Here are my goals, promises, and expectations for this course.

  • I expect you to be self-motivated and committed to learning the material by putting in the effort needed to succeed.

  • I will try to maximize the rewards you get by hopefully teaching methods that are useful to you, and I will try to provide as much help as needed to maximize your learning.

  • This class strives to be challenging but non-threatening. As such, I’ll make you work hard, and expect you to do the assigned tasks by the deadlines, but in the end, I usually don’t grade hard - unless you fail to keep up your end of the agreement and don’t put in the work.

  • This class is open everything. You can use the internet, ask your classmates, myself and others, get help from wherever you can. I trust you will find the right balance of getting help when you need it while still putting in enough effort to experience real learning.

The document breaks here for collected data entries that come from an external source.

PR #1532, opened 2022-07-09
Install app & tray icons in XDG hicolor icon theme

pinotree:
Install the icons of the application, and the tray icons in the hicolor XDG icon theme; this way:
- the app icon can be properly loaded by XDG menus in the currently set XDG icon theme without looking in the legacy pixmaps location
- the tray icon is loaded from the XDG icon theme with the requested names (added with #996) without falling back to the `goldendict` icon; this fixes the tray icons when using an XDG icon theme that has a `goldendict` icon

Also, drop a duplicated version of the application icon.


vedgy:
Quotes from https://specifications.freedesktop.org/icon-theme-spec/icon-theme-spec-latest.html#directory_layout:
> Icons and themes are looked for in a set of directories. By default, apps should look in $HOME/.icons (for backwards compatibility), in $XDG_DATA_DIRS/icons and in /usr/share/pixmaps (in that order). 

> In order to have a place for third party applications to install their icons there should always exist a theme called "hicolor" [[1]](https://specifications.freedesktop.org/icon-theme-spec/icon-theme-spec-latest.html#ftn.idm45968717381360). The data for the hicolor theme is available for download at: http://www.freedesktop.org/software/icon-theme/. Implementations are required to look in the "hicolor" theme if an icon was not found in the current theme.

So the change looks mostly good. But what about the `$XDG_DATA_DIRS` vs `/usr/share` base directory distinction? Can/should `goldendict.pro` install into `$XDG_DATA_DIRS` to be compatible with the specification? If not, would this change prevent finding the icon on systems where `$XDG_DATA_DIRS != /usr/share`?

pinotree:
> But what about the `$XDG_DATA_DIRS` vs `/usr/share` base directory distinction?

`$XDG_DATA_DIRS` is `/usr/local/share:/usr/share` by default, see the the XDG basedir spec:
https://specifications.freedesktop.org/basedir-spec/latest/ar01s03.html

vedgy:
I know the default value. But what if the user overrides by setting it to a different value?

pinotree:
... and of course I pressed "comment" too early :expressionless: 

So if goldendict is installed to `/usr` or /`usr/local` as prefix, all its stuff is found by default, otherwise users have to set `$XDG_DATA_DIRS` so it accounts also for custom installation paths. This is already the case for e.g. the application `.desktop` file.

vedgy:
This change of icon location might affect packaging. @xvitaly, @hosiet, @proletarius101, any concerns?

vedgy:
Just installed GoldenDict with this change and noticed the following issue under Xfce: the notification area (systray) icon is now the same as the program icon, even if the scan popup is enabled. This means that the visual distinction between the scan popup states is lost. Unacceptable. 

I don't know why this happens - needs investigation. The relevant code is in [`MainWindow::updateTrayIcon()`](https://github.com/goldendict/goldendict/blob/b73687b58643454e427207838c81efe3c1fe2232/mainwindow.cc#L1156).

xvitaly:
> This change of icon location might affect packaging. any concerns?

Hi-color should contain an icon for all available resolutions: 16x16, 22x22, 24x24, 32x32, 48x48, 64x64, 128x128, 256x256 and 512x512, not just 256x256.

vedgy:
> Hi-color should contain an icon for all available resolutions: 16x16, 22x22, 24x24, 32x32, 48x48, 64x64, 128x128, 256x256 and 512x512, not just 256x256.

Are there any practical issues if only 256x256 is provided compared to the current /usr/share/pixmaps/ location?

pinotree:
> Just installed GoldenDict with this change and noticed the following issue under Xfce: the notification area (systray) icon is now the same as the program icon, even if the scan popup is enabled. This means that the visual distinction between the scan popup states is lost. Unacceptable.
> 
> I don't know why this happens - needs investigation. The relevant code is in [`MainWindow::updateTrayIcon()`](https://github.com/goldendict/goldendict/blob/b73687b58643454e427207838c81efe3c1fe2232/mainwindow.cc#L1156).

The code is:
https://github.com/goldendict/goldendict/blob/b73687b58643454e427207838c81efe3c1fe2232/mainwindow.cc#L1179-L1181

It tried to load either `goldendict-scan-tray` or `goldendict-tray` (depending on whether the scan mode is enabled) as icon from the global icon theme first, falling back to icons loaded from embedded resources. The search algorithm for XDG icon themes (defined in the [icon naming spec](https://specifications.freedesktop.org/icon-naming-spec/icon-naming-spec-latest.htmll) ) falls back recursively on the "less specific" icon, which is the icon with the name without the part after the last dash -- so requesting to load the icon `foo-bar-moo` would attempt first `foo-bar-moo`, then `foo-bar`, then `foo`. Since I don't see any icons named `goldendict-scan-tray` or `goldendict-tray` in the sources, this means that the `goldendict` icon is loaded.
This "worked" without this change simply because there was no `goldendict` icon in the XDG hicolor icon theme, then even that lookup failed, and the two `QIcon::fromTheme` loaded the fallbacks, i.e. the icons from the embedded resources; you can easily verify that by checking the files checked for existance using `strace`. Note that, in case an user uses an XDG icon theme that provides its own version of the `goldendict` icon, they they see already this behaviour.

I see two possible fixes:
1. provide `goldendict-scan-tray` and `goldendict-tray` icons in the XDG icon theme as well, in addition (or replacing) the embedded ones
2. stop referencing `goldendict-scan-tray` and `goldendict-tray`, and load the tray icons directly from the embedded resources only

pinotree:
> > Hi-color should contain an icon for all available resolutions: 16x16, 22x22, 24x24, 32x32, 48x48, 64x64, 128x128, 256x256 and 512x512, not just 256x256.
> 
> Are there any practical issues if only 256x256 is provided compared to the current /usr/share/pixmaps/ location?

No, XDG icon theme loaders need to down-/up-scale as needed, which in practice is what they are doing loading the application icon from the legacy pixmaps location. The difference will happen in case you add later other versions of the application icon, e.g. 32x32: if something such as an application menu wants to load that size, it will directly load the right version instead of downscaling a 256x256 icon.

vedgy:
> Note that, in case an user uses an XDG icon theme that provides its own version of the goldendict icon, they they see already this behaviour.

Indeed. When I switch to an icon theme (Faenza) that contains *goldendict.png* but no *goldendict[-scan]-tray.png*, I see the same issue with the current master.

> 1. provide goldendict-scan-tray and goldendict-tray icons in the XDG icon theme as well, in addition (or replacing) the embedded ones
> 2. stop referencing goldendict-scan-tray and goldendict-tray, and load the tray icons directly from the embedded resources only

*1* is the way to go. #996 has implemented scan popup icon customization. Not nice to remove an existing feature.

pinotree:
> _1_ is the way to go.

OK, works for me. I can copy the current icons, and install them in the XDG icon theme with the right names. I will add a commit for that in this PR.

xvitaly:
> provide goldendict-scan-tray and goldendict-tray icons in the XDG icon theme as well, in addition (or replacing) the embedded ones

This. Some custom themes may already have their own icons for *-tray. Using bundled version will break this functionality.

vedgy:
> We can easily resize 256x256 and get all other icons.

Which icon sizes are actually commonly used? 512x512 in particular may look bad and take the most disk space. Can the icon be resized at build or install time to avoid polluting the git repository with auto-generated icons?

What about the other two (tray) icons? Which sizes are useful for them?

xvitaly:
> 512x512 in particular may look bad and take the most disk space.

Except 512*512, ofc.

> Which icon sizes are actually commonly used?

16x16, 22x22, 24x24, 32x32, 48x48, 64x64, 128x128, 256x256.

> What about the other two (tray) icons? Which sizes are useful for them?

SVG. A lot of people now have HiDPI displays with 2x or even 3x scaling. PNG icons will be blurry.

vedgy:
> SVG. A lot of people now have HiDPI displays with 2x or even 3x scaling. PNG icons will be blurry.

There were several ideas/attempts to replace the icons, but apparently no one has the patience to actually implement and get it merged. Such a change is out of scope of this PR. Probably best to concentrate on changing the icon install destination here. The other sizes/formats can be just as "easily" added later.

pinotree:
> I can copy the current icons, and install them in the XDG icon theme with the right names.

I actually managed to avoid the copy & updating references all around in the sources.

I updated this PR accordingly, let me know what you think :)

vedgy:
The latest version works well. But note that the output of the `git grep -in programicon` command contains:
```
goldendict.vcxproj:1203:    <None Include="icons\programicon.png" />
goldendict.vcxproj:1204:    <None Include="icons\programicon_scan.png" />
goldendict.vcxproj:1363:    <Image Include="icons\programicon.ico" />
goldendict.vcxproj:1364:    <Image Include="icons\programicon_old.ico" />
goldendict.vcxproj:1365:    <Image Include="icons\programicon_old.png" />
goldendict.vcxproj.filters:1805:    <None Include="icons\programicon.png">
goldendict.vcxproj.filters:1808:    <None Include="icons\programicon_scan.png">
goldendict.vcxproj.filters:1825:    <Image Include="icons\programicon.ico">
goldendict.vcxproj.filters:1828:    <Image Include="icons\programicon_old.ico">
goldendict.vcxproj.filters:1936:    <Image Include="icons\programicon_old.png">
```

The *vcxproj* files are probably obsolete, but removing them in #1450 was not merged.

Also I am not sure referencing icons in the *redist* directory as if they are in the *icons* directory is such a good idea. The absence of these 3 icons among all other icons may be confusing.

@Abs62, what would you prefer: duplicating the icons or aliasing them as this PR currently does? If the aliasing, then should the paths in the *vcxproj* files be adjusted?

pinotree:
> But note that the output of the `git grep -in programicon` command contains:

Yes, I know about those; I have no knowledge about Visual C++, so I preferred to not touch the two files manually.

pinotree:
> Can we keep the icons in _icons/_ and rename them in the qmake install command?

qmake does not support renaming files on installation.

I can move the `redist/icons/` hierarchy under `icons/` as e.g. `hicolor`, if that would make things more acceptable.

vedgy:
> I can move the redist/icons/ hierarchy under icons/ as e.g. hicolor, if that would make things more acceptable.

Probably not.

If @Abs62 doesn't reply soon, you could try creating a simpler and less risky icon-copying pull request as an alternative to this.

WhiredPlanck:
Hm, is this PR ready for merging?

vedgy:
> Hm, is this PR ready for merging?

Yes, if I recall correctly. I'll try to get #1639 merged (or at least closed) first though.

pinotree:
Thanks! Since #1639 is now merged, I rebased this on the current `master` branch.

vedgy:
How about a slight change in this PR: move *redist/icons* to *icons/redist* as discussed in the last 3 comments of #1521. This should somewhat alleviate the issue I have raised a year ago:
> Also I am not sure referencing icons in the redist directory as if they are in the icons directory is such a good idea. The absence of these 3 icons among all other icons may be confusing.

Also at least two first commits, or even all 3, should be squashed, I think. The first commit alone breaks the scan-popup icon, which makes it a non-atomic commit.

pinotree:
> The first commit alone breaks the scan-popup icon, which makes it a non-atomic commit.

I don't think so:
- the first commit (move app icon in XDG theme) affects only files in `redist/icons/`
- the second commit (fix tray icon) affects only files in `icons/`, moving them to `redist/icons/`; this needs the first commit to work, yes, however it is a different change/topic than the first commit

The third (removal of an duplicate icon) is unrelated to the first two, since `icons/programicon.png` is not installed (only embedded as resource).

vedgy:
OK, have it your way. But at least mention in the second commit message that it fixes a regression introduced by the parent commit.

vedgy:
> Can you please explain a bit more what's the regression?

https://github.com/goldendict/goldendict/pull/1532#issuecomment-1179544473

WhiredPlanck:
Any progress on this project? @pinotree @vedgy

vedgy:
Turns out that the legacy bug with icon themes that override "goldendict" but not the tray icons is not fixed by this PR. As the updated second commit message explains, the tray icons need to be renamed to fix the bug. Not sure the breaking renaming change is worth it. Any opinions?

Anyway, the legacy bug should not block this PR. I have reordered an icon line closer to similar icons in the .qrc file in the second commit; added two longer paragraphs to the second commit message and the last paragraph to the third commit message. @pinotree, are you OK with merging the current version?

  • I will not perform any policing to try to prevent you from taking shortcuts (i.e., not doing work yourself). The class contains graded assessments with deadlines, but those are meant to help you stay on track. If you somehow cheat - and cheating will be easy - you are mainly cheating yourself out of learning.

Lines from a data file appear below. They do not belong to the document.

PR #1573, opened 2022-11-04
Disable GD_DPRINTF() output in Release builds on all systems

vedgy:
Defining `NO_CONSOLE` disables `GD_[F]DPRINTF()` output. The messages printed with `GD_DPRINTF()` are clearly debug messages. They flood GoldenDict's output with lines like these:

>     some body finished
>     one finished.
>     erasing..
>     erase done..
>     one not finished.
>     ====reading 16384 bytes

Messages printed to `stderr` with `GD_FDPRINTF()` are somewhat more interesting and less frequent, but still are not intended for end users, because they don't specify the problematic dictionary file or the error location in it. Plus GoldenDict should not expect end users to edit their dictionary files to correct minor issues. For example:
>    Warning: 1 tags were unclosed.

### DIFF
--- a/gddebug.hh
+++ b/gddebug.hh
@@ -4,11 +4,15 @@
 #include <QFile>
 
 #ifdef NO_CONSOLE
-#define GD_DPRINTF(...) do {} while( 0 )
-#define GD_FDPRINTF(...) do {} while( 0 )
+  #define GD_DPRINTF(...) do {} while( 0 )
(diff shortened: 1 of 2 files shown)


Abs62:
>> For example:

This warning was implemented by end users request. Exactly to edit their dictionaries.

vedgy:
OK. Disabled only `GD_DPRINTF()` now.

Overall, I hope this course is going to be useful, interesting, challenging and also interactive. Online courses are always a bit tricky with interaction/participation. I hope we can create something online that feels like a classroom. Please participate, ask questions, etc. The more you engage in the course, the more you’ll get out of it.

Course Setup

  • The course is split into modules. Each module will usually be covered in a week. The Schedule document gives an outline. The schedule is not fully finalized and will change, so check frequently.
  • Each module consists of one or several units/documents containing a mix of things I wrote, and writings or videos by others. They are listed in the order you should go through them.
  • All material for the course can be accessed through this course website. Some material might not be available yet and will be unlocked as the course proceeds.
  • There is generally a lot of material for each unit. You are expected to go through the main components at a level that allows you to get the big picture and be able to answer the quiz questions. Once you get the overall idea, consider the materials to be resources you can visit on demand, e.g., when you are working on the exercises.
  • You will be placed in groups throughout the course. The hope is that this will create a support group of classmates where you can help each other. Assignments often require interaction among group members (like in a real-world team), and I hope you will interact with your group members outside the assignments as well. You are welcome and encouraged to interact with anyone else in the course.

Course Tools

This is a brief overview of the tools we will be using for this class. The next module, which you can and should start right after finishing this one, describes all these tools in more detail and gives instructions on how to set them all up.

  • We will use the R software in this course.
  • We will also use RStudio (a graphical frontend to R).
  • We will use Quarto, which nicely plays with R/Rstudio to let you create easy, automated workflows.
  • We will use Git/GitHub for exercises and the project.
  • We will use Slack for discussions and help.
  • We will use an online system for quizzes.

Assessments

For details on assessments, see the Assessments page.

Course Resources

We’ll be drawing on a lot of different resources. I compiled a list with the ones we’ll use and others you might find helpful in the Resources section of the class website.

Getting help

I do not expect you to figure it all out yourselves. You will get stuck and are encouraged to seek help. You can ask for help from your classmates or your instructor. Also, use the wider community online. For specific places to get help, see the Resources pages.